I broke NC today after 3 wks...

iVillage Member
Registered: 12-01-2003
I broke NC today after 3 wks...
3
Thu, 01-06-2005 - 8:33pm

Hey everyone.

Well, I called him and left a message. I really think I needed to do this. I think it's kind of a closure for me. We ended it as friends and on good terms exactly 3 wks ago... I think in order for me to get him out of my thoughts I needed to talk to him, to just say Hi and see how his holidays were... I miss the easy friendship we had. I'm OK that the sexual part of the relationship is over (because he can't deal with the guilt he has where his 4 yr old daughter is concerned & his wife keeps saying that she knows he has a girlfriend which scared him big time). I understand why we can't see each other any more and I accept that but his friendship means so much to me. He's helped me and has been so supportive of me (losing weight and improving ME). I really miss that.

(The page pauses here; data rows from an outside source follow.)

PR #516, opened 2023-09-01
Some more refactoring and testing of BulletTrain::LoadsAndAuthorizesResource

aaricpittman:
This PR does the following:

* `BulletTrain::LoadsAndAuthorizesResource#regex_to_remove_controller_namespace` to a class method to match expectations in `BulletTrain::LoadsAndAuthorizesResource.account_load_and_authorize_resource`.
* Simplifies `BulletTrain::LoadsAndAuthorizesResource.model_namespace_from_controller_namespace`.
* Simplifies and adds some checks against undefined dependencies `BulletTrain::LoadsAndAuthorizesResource#load_team`.
* Adds some tests around these methods.

### DIFF
--- a/bullet_train-super_load_and_authorize_resource/app/controllers/concerns/bullet_train/loads_and_authorizes_resource.rb
+++ b/bullet_train-super_load_and_authorize_resource/app/controllers/concerns/bullet_train/loads_and_authorizes_resource.rb
@@ -2,17 +2,12 @@ module BulletTrain::LoadsAndAuthorizesResource
   extend ActiveSupport::Concern
 
   class_methods do
+    # Returns an array of module names based on the classes namespace minus regex_to_remove_controller_namespace
     def model_namespace_from_controller_namespace
-      controller_class_name =
-        if regex_to_remove_controller_namespace
-          name.gsub(regex_to_remove_controller_namespace, "")
-        else
-          name
-        end
-      namespace = controller_class_name.split("::")
-      # Remove "::ThingsController"
-      namespace.pop
-      namespace
+      name
+        .gsub(regex_to_remove_controller_namespace || //, "")
+        .split("::")
+        .slice(0...-1) # drops actual class name
     end
 
     def regex_to_remove_controller_namespace
--- a/bullet_train-super_load_and_authorize_resource/app/controllers/concerns/bullet_train/loads_and_authorizes_resource.rb
+++ b/bullet_train-super_load_and_authorize_resource/app/controllers/concerns/bullet_train/loads_and_authorizes_resource.rb
@@ -15,6 +15,10 @@ module BulletTrain::LoadsAndAuthorizesResource
       namespace
     end
 
+    def regex_to_remove_controller_namespace
+      raise "This is a template method that needs to be implemented by controllers including LoadsAndAuthorizesResource."
+    end
+
     # this is one of the few pieces of 'magical' functionality that bullet train implements
     # for you in your controllers beyond that is provided by the underlying gems that we've
     # tied together. we've taken the liberty of doing this because it's heavily based on
@@ -200,10 +204,6 @@ module BulletTrain::LoadsAndAuthorizesResource
           )
       end
     end
-  end
-
-  def regex_to_remove_controller_namespace
-    raise "This is a template method that needs to be implemented by controllers including LoadsAndAuthorizesResource."
   end
 
   def load_team
--- a/bullet_train-super_load_and_authorize_resource/app/controllers/concerns/bullet_train/loads_and_authorizes_resource.rb
+++ b/bullet_train-super_load_and_authorize_resource/app/controllers/concerns/bullet_train/loads_and_authorizes_resource.rb
@@ -7,10 +7,12 @@ module BulletTrain::LoadsAndAuthorizesResource
       name
         .gsub(regex_to_remove_controller_namespace || //, "")
         .split("::")
-        .slice(0...-1) # drops actual class name
+        .tap(&:pop) # drops actual class name
     end
 
     def regex_to_remove_controller_namespace
+      return super if defined?(super)
+
       raise "This is a template method that needs to be implemented by controllers including LoadsAndAuthorizesResource."
     end
 
@@ -202,17 +204,13 @@ module BulletTrain::LoadsAndAuthorizesResource
   end
 
   def load_team
-    # Not all objects that need to be authorized belong to a team,
-    # so we give @team a nil value if no association is found.
-    begin
-      # Sometimes `@team` has already been populated by earlier `before_action` steps.
-      @team ||= @child_object&.team || @parent_object&.team
-    rescue NoMethodError
-      @team = nil
-    end
+    @team ||= @child_object&.try(:team) || @parent_object&.try(:team)
 
-    # Update current attributes.
-    Current.team = @team
+    return unless @team
+
+    if defined?(Current) && Current.respond_to?(:team=)
+      Current.team = @team
+    end
 
     # If the currently loaded team is saved to the database, make that the user's new current team.
     if @team.try(:persisted?)
--- a/bullet_train-super_load_and_authorize_resource/test/controllers/concerns/bullet_train/loads_and_authorizes_resource_test.rb
+++ b/bullet_train-super_load_and_authorize_resource/test/controllers/concerns/bullet_train/loads_and_authorizes_resource_test.rb
@@ -1,15 +1,22 @@
 require "test_helper"
 
+# Has to be required here because these tests get run in the context of another application in another repo.
+require "minitest/mock"
 class BulletTrain::LoadsAndAuthorizeResourceTest < ActiveSupport::TestCase
-  class TestClass
+  class TestControllerClass < ActionController::Base
     include BulletTrain::LoadsAndAuthorizesResource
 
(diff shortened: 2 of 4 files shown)


jagthedrummer (changes requested):
Hey @aaricpittman, this seems to break the starter repo tests that we run in CI. Looks like it breaks things very early in the init process and we don't ever get around to actually running tests. https://app.circleci.com/pipelines/github/bullet-train-co/bullet_train-core/1588/workflows/dcd633a8-a835-4e84-922a-4fe46a30867a

aaricpittman:
@jagthedrummer Sorry, I saw the failures but hadn't had a chance to look into them. I was wondering if this would happen. It is failing because the abstract [regex_to_remove_controller_namespace](https://github.com/bullet-train-co/bullet_train-core/blob/7162f6574439e70f1f8c1c011e4d37ce461b094f/bullet_train-super_load_and_authorize_resource/app/controllers/concerns/bullet_train/loads_and_authorizes_resource.rb#L13-L15) method is getting invoked now because it is defined at the appropriate level.

My guess is that it is an `include` order issue. I'll look into why and get it fixed.

bullet_train-super_load_and_authorize_resource/test/controllers/concerns/bullet_train/loads_and_authorizes_resource_test.rb
```diff
@@ -1,23 +1,87 @@
...
-  test "it defines .model_namespace_from_controller_namespace" do
-    assert TestClass.respond_to?(:model_namespace_from_controller_namespace)
+  test "model_namespace_from_controller_namespace returns an array of modules names based on the classes namespace minus regex_to_remove_controller_namespace" do
+    assert_equal ["BulletTrain", "LoadsAndAuthorizeResourceTest"], TestControllerClass.model_namespace_from_controller_namespace
+    assert_equal ["Users"], Users::TestControllerClass.model_namespace_from_controller_namespace
   end
 
   test "it defines .account_load_and_authorize_resource" do
-    assert TestClass.respond_to?(:account_load_and_authorize_resource)
+    assert TestControllerClass.respond_to?(:account_load_and_authorize_resource)
```
kaspth, line 32: There's also a specific assertion for respond tos we could use in the file:

```suggestion
    assert_respond_to TestControllerClass, :account_load_and_authorize_resource
```

bullet_train-super_load_and_authorize_resource/test/controllers/concerns/bullet_train/loads_and_authorizes_resource_test.rb
```diff
@@ -1,23 +1,87 @@
...
-    assert TestClass.new.respond_to?(:load_team)
+    assert TestControllerClass.new.respond_to?(:load_team)
+  end
+
+  test "#load_team returns nil child_object and parent_object are nil" do
+    subject = TestControllerClass.new
+    subject.child_object = nil
+    subject.parent_object = nil
+
+    assert_nil subject.load_team
```
kaspth, line 48: Typically these sorts of `load_` controller `before_action` aren't meant to have a specific return. I think it'd be clearer if we just detected the intended side-effect directly:

```suggestion
    assert_nil subject.instance_variable_get(:@team)
```

bullet_train-super_load_and_authorize_resource/app/controllers/concerns/bullet_train/loads_and_authorizes_resource.rb
```diff
@@ -202,22 +201,14 @@ def account_load_and_authorize_resource(model, options, old_options = {})
...
-    # Update current attributes.
-    Current.team = @team
+    return unless @team
+
+    if defined?(Current) && Current.respond_to?(:team=)
+      Current.team = @team
+    end
 
     # If the currently loaded team is saved to the database, make that the user's new current team.
     if @team.try(:persisted?)
```
kaspth, line 214: Since we've inserted the `return unless @team` above, we can remove the `try` here:

```suggestion
    if @team.persisted?
```

bullet_train-super_load_and_authorize_resource/test/controllers/concerns/bullet_train/loads_and_authorizes_resource_test.rb
```diff
@@ -1,23 +1,87 @@
...
+    end
+    Object.const_set(:Current, current_class)
+
+    team = OpenStruct.new
+    subject = TestControllerClass.new
+    subject.child_object = OpenStruct.new(team: team)
+
+    team.stub(:try, nil) do
+      subject.load_team
+    end
```
kaspth, line 63: Is there a reason we can't pass in a regular Team here? What are we guarding against?

```suggestion
    team = Team.new
    subject = TestControllerClass.new
    subject.child_object = OpenStruct.new(team: team)

    subject.load_team
```

bullet_train-super_load_and_authorize_resource/test/controllers/concerns/bullet_train/loads_and_authorizes_resource_test.rb
```diff
@@ -1,23 +1,87 @@
...
+    subject.parent_object = nil
+
+    assert_nil subject.load_team
+  end
+
+  test "#load_team sets Current attributes if defined" do
+    current_class = Class.new(ActiveSupport::CurrentAttributes) do
+      attribute :team
+    end
+    Object.const_set(:Current, current_class)
```
kaspth, line 55: Will this override an actual `Current` constant in apps? I wonder if this is related to why starter repo tests fail.

I wonder if we'd be better off with something like this in `test_helper.rb`:

```ruby
# Define a fallback `Current` when we're running our tests isolated from the starter repo's `Current`.
unless defined?(::Current)
  class Current < ActiveSupport::CurrentAttributes
    attribute :team
  end
end
```

bullet_train-super_load_and_authorize_resource/test/controllers/concerns/bullet_train/loads_and_authorizes_resource_test.rb
kaspth: Ah, is it because we're running our tests isolated from the https://github.com/bullet-train-co/bullet_train starter repo? And then that's the same for the Mock test below?

kaspth (commented):
Hey thanks for working on this! I had some questions and suggestions for the changes here.

bullet_train-super_load_and_authorize_resource/test/controllers/concerns/bullet_train/loads_and_authorizes_resource_test.rb
jagthedrummer: This may be one of those things where writing tests directly in the gem is somewhat lacking compared to writing tests in the starter repo where we have a more robust BT implementation that we can rely on.

jagthedrummer:
@aaricpittman, if possible it might be nice to split this into some smaller PRs that each do one specific bit of refactoring. That way we could merge the bits that we can, and then deal with the tricky bits separately.

bullet_train-super_load_and_authorize_resource/app/controllers/concerns/bullet_train/loads_and_authorizes_resource.rb
aaricpittman: I'm not calling `try` for null safety. I'm calling it because there is nothing in this gem to guarantee that the value of `@team` responds to `persisted?`

bullet_train-super_load_and_authorize_resource/test/controllers/concerns/bullet_train/loads_and_authorizes_resource_test.rb
aaricpittman: I've updated the test as @kaspth suggested.

I think having to write tests in another application or library because they won't work in the library where the code under-test is written is an indication of one or more software design problems.

`bullet_train-super_load_and_authorize_resource` has some dependency issues.

aaricpittman:
@jagthedrummer / @kaspth made all the suggested changes and fixed the code so the tests pass.

bullet_train-super_load_and_authorize_resource/test/controllers/concerns/bullet_train/loads_and_authorizes_resource_test.rb
aaricpittman: For example, the code of this gem has an undeclared dependency on `cancancan` or, at a minimum, that the class calling `account_load_and_authorize_resource` defines a method `load_and_authorize_resource`.

jagthedrummer: Yeah there are definitely some undeclared dependencies and circular dependencies through a few of the BT packages. I have it on my list to try to sort that out soon.

bullet_train-super_load_and_authorize_resource/app/controllers/concerns/bullet_train/loads_and_authorizes_resource.rb
kaspth: Seems like it'd be better to raise the `NoMethodError` exception with our expected interface to ease debugging, but this code path was already wrapped in `try` so we can keep it.

kaspth (approved):

Issue #507, opened 2023-08-31
`bin/hack --watch-js` assumes packages are in `./local`


jagthedrummer:
I realize I'm off the beaten path by trying to link to an existing copy of `core` instead of checking out a fresh copy in `./local`. I just wanted to document this:

```
$ ./bin/hack --watch-js  bullet_train-fields
Make sure your server is running before proceeding. When you're ready, press <Enter>

Linking JavaScript for bullet_train-fields

sh: line 0: cd: local/bullet_train-core/bullet_train-fields: No such file or directory

bullet_train-fields has been linked.
Preparing to watch changes.

  yarn run v1.22.19
error Command "watch" not found.
  info Visit https://yarnpkg.com/en/docs/cli/run for documentation about this command.

Run `bin/hack --clean-js bullet_train-fields` to revert to using the original npm package in your application.
```

jagthedrummer:
Would this be any smoother if we used `yalc` to munge `package.json` the same way we do the `Gemfile`? It would be nice if linking the `core` repo did both gems and npm packages all in one shot.

PR #518, opened 2023-09-04
Point BT gems not originally in Gemfile to custom path with `bin/hack --link`, add roles gem

### LINKED ISSUE #506: `bin/hack --link` still assumes a path of `local` for BT gems not in `Gemfile`
I ran:

```
./bin/hack --link ../bullet_train-core
```

And the gems that were already in the `Gemfile` are linked correctly, like this:

```ruby
gem "bullet_train", path: "../bullet_train-core/bullet_train"
```

But the extra gems that aren't explicitly listed get linked to `./local` like this:

```ruby
gem "bullet_train-fields", path: "local/bullet_train-core/bullet_train-fields"
```

gazayas:
Closes #506

The addition to `framework_packages.yml` also ensures that `bullet_train-roles` is added to the Gemfile.

### DIFF
--- a/bullet_train/config/locales/en/framework_packages.yml
+++ b/bullet_train/config/locales/en/framework_packages.yml
@@ -20,6 +20,8 @@ en:
       git: "bullet-train-co/bullet_train-core"
     bullet_train-outgoing_webhooks:
       git: "bullet-train-co/bullet_train-core"
+    bullet_train-roles:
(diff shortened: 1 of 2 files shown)


gazayas:
#507 is a similar issue but it is more involved since we have to switch directories etc., so we should probably add a fix for it in another PR.

jagthedrummer (approved):

PR #519, opened 2023-09-04
Fix breadcrumbs for edit pages

abradburne:
This partial is included in all generated _breadcrumb partials, so all edit pages are always showing 'team settings', not just the team pages.

This fixes, so it's only shown when editing 'team', not any other model.


jagthedrummer (approved):
Before this PR:

CleanShot 2023-09-05 at 13 18 46

After:

CleanShot 2023-09-05 at 13 19 14

PR #521, opened 2023-09-05
Remove api v2 templates

abradburne:
This is confusing and causes unexpected results in apps.

The gem should only provide v1 versions - and the templates and partials in the api/v2 dir are very out of date from the current v1 versions.

If you are updating your application to a v2 or above, you would expect to provide the templates yourself, and not have the gem provide out-of-date versions.


jagthedrummer:
@abradburne I think tests are failing here because your branch is out of date with `main`. Can you please rebase this branch against `main` and then force push to your repo? (And also the branch for #522?) Once you've done that there shouldn't be any need to touch `bullet_train-super_scaffolding/.circleci/config.yml` so you can remove those changes from both PRs.

bullet_train-api/lib/bullet_train/api/version.rb
```diff
@@ -1,5 +1,5 @@
 module BulletTrain
   module Api
-    VERSION = "1.3.22"
+    VERSION = "1.3.23"
```
jagthedrummer, line 3: @abradburne, something is weird with this PR (and with #522 now). All of these version changes shouldn't be here. I'm not sure what would lead to that, but can you try rebasing against `main` again? If that doesn't do the trick let me know and we'll figure something out.

abradburne: um, weird. Let me take a look.

jagthedrummer:
Closing this in favor of https://github.com/bullet-train-co/bullet_train-core/pull/548

PR #524, opened 2023-09-05
Use `build` in ExampleBot instead of `create` + `rollback`

jagthedrummer:
Joint PR: https://github.com/bullet-train-co/bullet_train/pull/965

This PR makes it so that we use `FactoryBot.build` when generating example records in `ExampleBot`.

Doing this so that we don't have to actually create live records, clone them, rollback, then reset primary keys. Doing all of that work is slow so it's best to avoid doing it. (And having to reset primary keys for something that we expect to be a normal thing kind of gives me the willies.)

### DIFF
--- a/bullet_train-api/lib/bullet_train/api/example_bot.rb
+++ b/bullet_train-api/lib/bullet_train/api/example_bot.rb
@@ -2,7 +2,6 @@ require_relative "../../../app/helpers/api/open_api_helper"
 
 module FactoryBot
   module ExampleBot
-
     def example(model, **options)
       FactoryBot.build(factory(model), **options)
     end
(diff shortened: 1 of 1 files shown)


jagthedrummer:
@newstler, you mentioned that making this change would actually break some things that we don't have tests for. Can you provide an example of something that would break? I'd like to look into getting the needed tests in place, but I don't really know what I'm looking for.

newstler:
Hey @jagthedrummer, yep I remember about this, and I started writing tests for it. Just got busy with fixing bugs in `jbulder-schema` and `bullet_train-api`. How urgent is this?

jagthedrummer:
It's not super urgent, but I would like to keep it moving. Can you give me an idea of what you know about that breaks with this change? I literally have zero idea why this is problematic in any way.

newstler:
I also have to make some investigation, will try to do it this week.
Basically the OpenAPI result should be the same for both cases, my idea is to test it on some real project with a significant amount of models and inter-model relations, and see what's going on there with callbacks and write tests for it.

newstler:
@jagthedrummer Answered in the starter repo https://github.com/bullet-train-co/bullet_train/pull/965#issuecomment-1754068284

My biggest fear is that he wouldn't call me back, that he would just blow me off or that he never cared enough about me to return my call. Well, he did return my call and I couldn't answer it (home with husband)... but he did leave me a VM and he sounded good and wasn't annoyed that I called him. In fact he sounded upbeat. He said he'd call me Friday and I have to be honest, I'm really looking forward to actually talking to him. Talking. That's it. I'm seriously working to 'fix' my marriage and we've been doing really well over the last 3 wks and I intend to keep at it... Am I a horrible person for wanting to still be friends with xMM? I just really miss the friendship part of the relationship. I can't figure out why... My husband is also very supportive of me so I don't know why I still have this need to talk to xMM.

Help!

iVillage Member
Registered: 12-28-2003
Thu, 01-06-2005 - 9:11pm

Kats

" Am I a horrible person for wanting to still be friends with xMM? I just really miss the friendship part of the relationship. I can't figure out why... My husband is also very supportive of me "

If it was your husband who cheated and wanted to keep a FRIENDSHIP with his OW what would you think of that would you be ok with it, if not what should you do ?

I think the reality of this is that you have not really ended the affair just changed it to an EA at the OM insistence and in time if you continue to have contact with him it will be a PA again in time until your both end up divorced and your children come from broken homes.

This FRIENDSHIP stuff is a load of B/S it's just a way of keeping the affair going in a toned down sort of way.

If you want your marriage to survive then go TOTAL NO CONTACT and get into individual counceling to find out way your willing to flush your family for this man, the clocks ticking on the affair bomb are you going to defuse it before it goes off and destroys everyone you care about.

Cut bait or fish.

iVillage Member
Registered: 07-18-2004
Thu, 01-06-2005 - 11:01pm

MeFree -- I read Kat's post three times because I couldn't believe what I was reading. Either it was a really bad joke or she had gone over the edge. Then I read your post -- and I burst out laughing. (Sorry, Kats, but if you wake up tomorrow morning and STILL don't under what is the matter with your thinking -- you're in for A LOT more hurt.) Free, if you're not a therapist -- you need to become one SOON. I love your posts/advice.

Bella

iVillage Member
Registered: 12-09-2004
Fri, 01-07-2005 - 2:58pm
Kat's I'm sorry but i also agree with bella and mefree, honey you have a supportive husband, do you know how many of us would love to say that. You cannot stay friends with someone you were so close to and have sex it just dodes'nt work. If you love your husband and he is good to you find a way to make him your friend. He's the one who needs to be your best friend. You need to say good-bye to this om and if need to go to counseling and find out what drives you to want to stay in contact with om. I would give my left arm to have a loving supportive husband, you are one of the lucky ones. please don't take any of the words from who has responded to you harshly and I certainly don't wany your feelings hurt and not post any more, we are all here to support each other and we all do some things that we should be knocked upside the head for. concentrate on your husband hon and let the other m go NO CONTACT!!!!
You could end up loosing a loving husband and not have om either. good luck and hugs to you and please don't be afaid to post again, I will be happy to talk to you even tho I'm having a hard time my self..... my situation is different.